You've been measuring. Counting the grams, splitting the meals, making sure each one stays under the number. Thirty. Maybe you don't remember where you first heard it. A YouTube video three years ago. A gym buddy who said it like a fact. Your body can only use about 30 grams of protein per meal. Anything beyond that gets wasted.
So you portion. You carry protein powder. You eat five meals instead of three. The number is so embedded in your routine that questioning it feels like questioning gravity.
Here's where the number came from.
The studies that established the 30g ceiling measured muscle protein synthesis for 3 to 5 hours. They gave people a dose of protein, watched the building rate for a few hours, and when it plateaued, they concluded: that's the limit. Body's done.
They weren't wrong about what they saw. They were wrong about when they stopped looking.
A team at Maastricht University ran the experiment the old studies never did. They gave 36 men either 25 grams or 100 grams of milk protein after a full-body workout, then tracked every gram using isotope tracers for 12 hours straight.
The 25-gram dose? Fully absorbed by hour 5. Amino acids back to baseline. Process complete.
The 100-gram dose? At hour 5, only 35% had entered the bloodstream. Not even halftime. At hour 12, the body was still absorbing. The curve was still climbing when the researchers ran out of clock.
Total protein woven into muscle fiber: 13 grams from the large dose versus 4.5 grams from the small one. Nearly three times more actual muscle built. Less efficient per gram (13% versus 18%), but triple the total output.
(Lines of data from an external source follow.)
PR #1023, opened 2022-02-17
Properly close when not fully started

davfsa:
### Summary
Properly close when not started correctly.

Cleans up errors with "Unclosed client session" and anything else the event loop might want to throw
image

### Checklist

### DIFF
--- a/hikari/impl/bot.py
+++ b/hikari/impl/bot.py
@@ -439,7 +439,6 @@ class GatewayBot(traits.GatewayBotAware):
         return self._cache.get_me()
 
     async def close(self) -> None:
-        """Kill the application by shutting all components down."""
         self._check_if_alive()
         await self._close()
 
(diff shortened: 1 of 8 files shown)


hikari/impl/bot.py
```diff
@@ -968,19 +971,20 @@ async def start(
 
         _validate_activity(activity)
 
-        # Dispatch the update checker, the sharding requirements checker, and dispatch
-        # the starting event together to save a little time on startup.
         start_time = time.monotonic()
+        self._rest.start()
+        self._voice.start()
```
FasterSpeeding, line 976: What're the implications of starting up voice (a competent which should be relying on gateway) before the actual shards are started?

davfsa: This is already done currently. https://github.com/hikari-py/hikari/blob/master/hikari/impl/bot.py#L1017-L1018

I am unsure why it is like this and it has a comment to specify that it must, as there is no code that leads me to believe it should.

Instead of this fix, I can also have checks to only call close on the components that are actually open. That or we could allow closing even if its not open. Having that call just return normally

PR #1024, opened 2022-02-17
Add a slash command example

thesadru:
### Summary
Added a slash command example since Hikari was lacking one.

### Checklist

### DIFF
--- a/changes/1024.doc.md
+++ b/changes/1024.doc.md
@@ -1,1 +1,0 @@
-Add a slash command example.
--- a/changes/1024.doc.md
+++ b/changes/1024.doc.md
@@ -1,0 +1,1 @@
+Add a slash command example.
--- a/examples/slash.py
+++ b/examples/slash.py
@@ -17,8 +17,8 @@ bot = hikari.GatewayBot(token=os.environ["BOT_TOKEN"])
 
 
 @bot.listen()
-async def on_interaction(event: hikari.InteractionCreateEvent) -> None:
-    """Listen for messages being created."""
+async def handle_interactions(event: hikari.InteractionCreateEvent) -> None:
+    """Listen for slash commands being executed."""
     if not isinstance(event.interaction, hikari.CommandInteraction):
         # only listen to command interactions, no others!
         return
@@ -34,6 +34,28 @@ async def on_interaction(event: hikari.InteractionCreateEvent) -> None:
             hikari.ResponseType.MESSAGE_CREATE,
             "Hello, this is an example bot written in hikari!",
         )
+
+
+@bot.listen()
+async def register_commands(event: hikari.StartedEvent) -> None:
+    """Register ping and info commands."""
+    # replace with the guild id you want the commands to be in
+    # by default commands will be global, but may take up to an hour to register
+    guild_id = hikari.UNDEFINED
+
+    me = bot.get_me()
+    assert me is not None, "Bot hasn't been started yet"
+
+    commands = [
+        bot.rest.slash_command_builder("ping", "Get the bot's latency."),
+        bot.rest.slash_command_builder("info", "Learn something about the bot."),
+    ]
+
+    await bot.rest.set_application_commands(
+        application=me.id,
+        commands=commands,
+        guild=guild_id,
+    )
 
 
 bot.run()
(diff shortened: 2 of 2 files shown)


changes/1024.doc.md
```diff
@@ -0,0 +1 @@
+Add a slash command example.
```
davfsa, line 1: No need for a changelog file :)

examples/slash.py
```diff
@@ -0,0 +1,39 @@
...
+# You should have received a copy of the CC0 Public Domain Dedication along with this software.
+# If not, see <https://creativecommons.org/publicdomain/zero/1.0/>.
+"""A simple bot with some simple commands."""
+
+import os
+
+import hikari
+
+bot = hikari.GatewayBot(token=os.environ["BOT_TOKEN"])
+
```
davfsa, line 17:
```suggestion
@bot.listen()
async def starting_event(_: hikari.StartingEvent) -> None:
    # Create commands
```

davfsa (commented):
You sort of snatched this one from under my belt, had it down on my TODO list as something I need to add. But thank you regardless :)

examples/slash.py
```diff
@@ -0,0 +1,39 @@
...
+
+@bot.listen()
+async def on_interaction(event: hikari.InteractionCreateEvent) -> None:
+    """Listen for messages being created."""
```
davfsa, line 21:
```suggestion
async def handle_interactions(event: hikari.InteractionCreateEvent) -> None:
    """Listen for slash commands being executed."""
```

examples/slash.py
```diff
@@ -0,0 +1,61 @@
...
+#
+# You should have received a copy of the CC0 Public Domain Dedication along with this software.
+# If not, see <https://creativecommons.org/publicdomain/zero/1.0/>.
+"""A simple bot with some simple commands."""
+
+import os
+
+import hikari
+
+bot = hikari.GatewayBot(token=os.environ["BOT_TOKEN"])
```
davfsa, line 16:
```suggestion
# Set this to the guild to create the slash commands in.
# To create global commands, set to `hikari.UNDEFINED`.
#
# It is important to note that global commands can take up to an hour to show in the client
# and should only be used when "publishing" commands after they are built. For testing
# use guild based commands as they are instant. 
COMMAND_GUILD_ID = 0

bot = hikari.GatewayBot(token=os.environ["BOT_TOKEN"])
```

examples/slash.py
```diff
@@ -0,0 +1,61 @@
...
+    me = bot.get_me()
+    assert me is not None, "Bot hasn't been started yet"
+
+    commands = [
+        bot.rest.slash_command_builder("ping", "Get the bot's latency."),
+        bot.rest.slash_command_builder("info", "Learn something about the bot."),
+    ]
+
+    await bot.rest.set_application_commands(
+        application=me.id,
```
davfsa, line 55:
```suggestion
    application = await bot.rest.fetch_application()

    commands = [
        bot.rest.slash_command_builder("ping", "Get the bot's latency."),
        bot.rest.slash_command_builder("info", "Learn something about the bot."),
    ]

    await bot.rest.set_application_commands(
        application=application.id,
```

examples/slash.py
```diff
@@ -0,0 +1,61 @@
...
+            hikari.ResponseType.MESSAGE_CREATE,
+            f"Pong! {bot.heartbeat_latency * 1_000:.0f}ms",
+        )
+
+    elif event.interaction.command_name == "info":
+        await event.interaction.create_initial_response(
+            hikari.ResponseType.MESSAGE_CREATE,
+            "Hello, this is an example bot written in hikari!",
+        )
+
```
davfsa, line 37:
```suggestion
    elif event.interaction.command_name == "ephemeral":
        await event.interaction.create_initial_response(
            hikari.ResponseType.MESSAGE_CREATE,
            "Only you can see this, keep it a secret :)",
            flags=hikari.MessageFlag.EPHEMERAL,
        )
```

examples/slash.py
thesadru: Most of the time it just works to keep it as undefined. Idk if we should completely force users to make them guild commands.

davfsa: I have lately seen a lot of people wondering why their commands dont show up as soon as they run. At least like this they will get a nice error that they will have to fix by deciding to either place an ID or set it to `hikari.UNDEFINED`

thesadru: Fair enough

FasterSpeeding (approved):

PR #1034, opened 2022-02-26
Add slots check to the CI

FasterSpeeding:
### Summary
This verifies that all classes which can have slots do have slots, makes sure there aren't repeated slots and also makes sure that slots aren't redundantly declared on classes which can't have slots due to their parent class not having slots (e.g. Exceptions).

For reference this is used by aiohttp as a part of their CI.

### Checklist


pipelines/slotscheck.nox.py
```diff
@@ -0,0 +1,32 @@
...
+# OUT OF OR IN CONNECTION WITH THE SOFTWARE OR THE USE OR OTHER DEALINGS IN THE
+# SOFTWARE.
+"""Check for common slotting mistakes."""
+
+from pipelines import config
+from pipelines import nox
+
+
+@nox.session()
+def slotscheck(session: nox.Session) -> None:
```
davfsa, line 29: Might want to add it to the default sessions too

davfsa (approved):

The body didn't hit a wall at 30 grams and toss the rest. It extended the shift. A small dose runs a 5-hour assembly line. A massive dose keeps that line running past 12. Less than 15% of the surplus was burned off. The "wasted protein" claim is directly contradicted by tracer data.
And what about the calories from all that extra protein? Researchers fed lifters 800 surplus protein calories a day for eight weeks and measured zero fat gain. The body burned the surplus through digestion before it could be stored.
Here's what this doesn't mean.
“The 30-gram limit was never your body's ceiling. It was the stopwatch's.”
This study tested one large dose against one small dose. It did not compare eating 100 grams in one sitting versus four meals of 25 grams spread across a day. The per-meal ceiling is dead, but whether distributing protein across meals still produces a better total result is a separate experiment nobody has run with this precision.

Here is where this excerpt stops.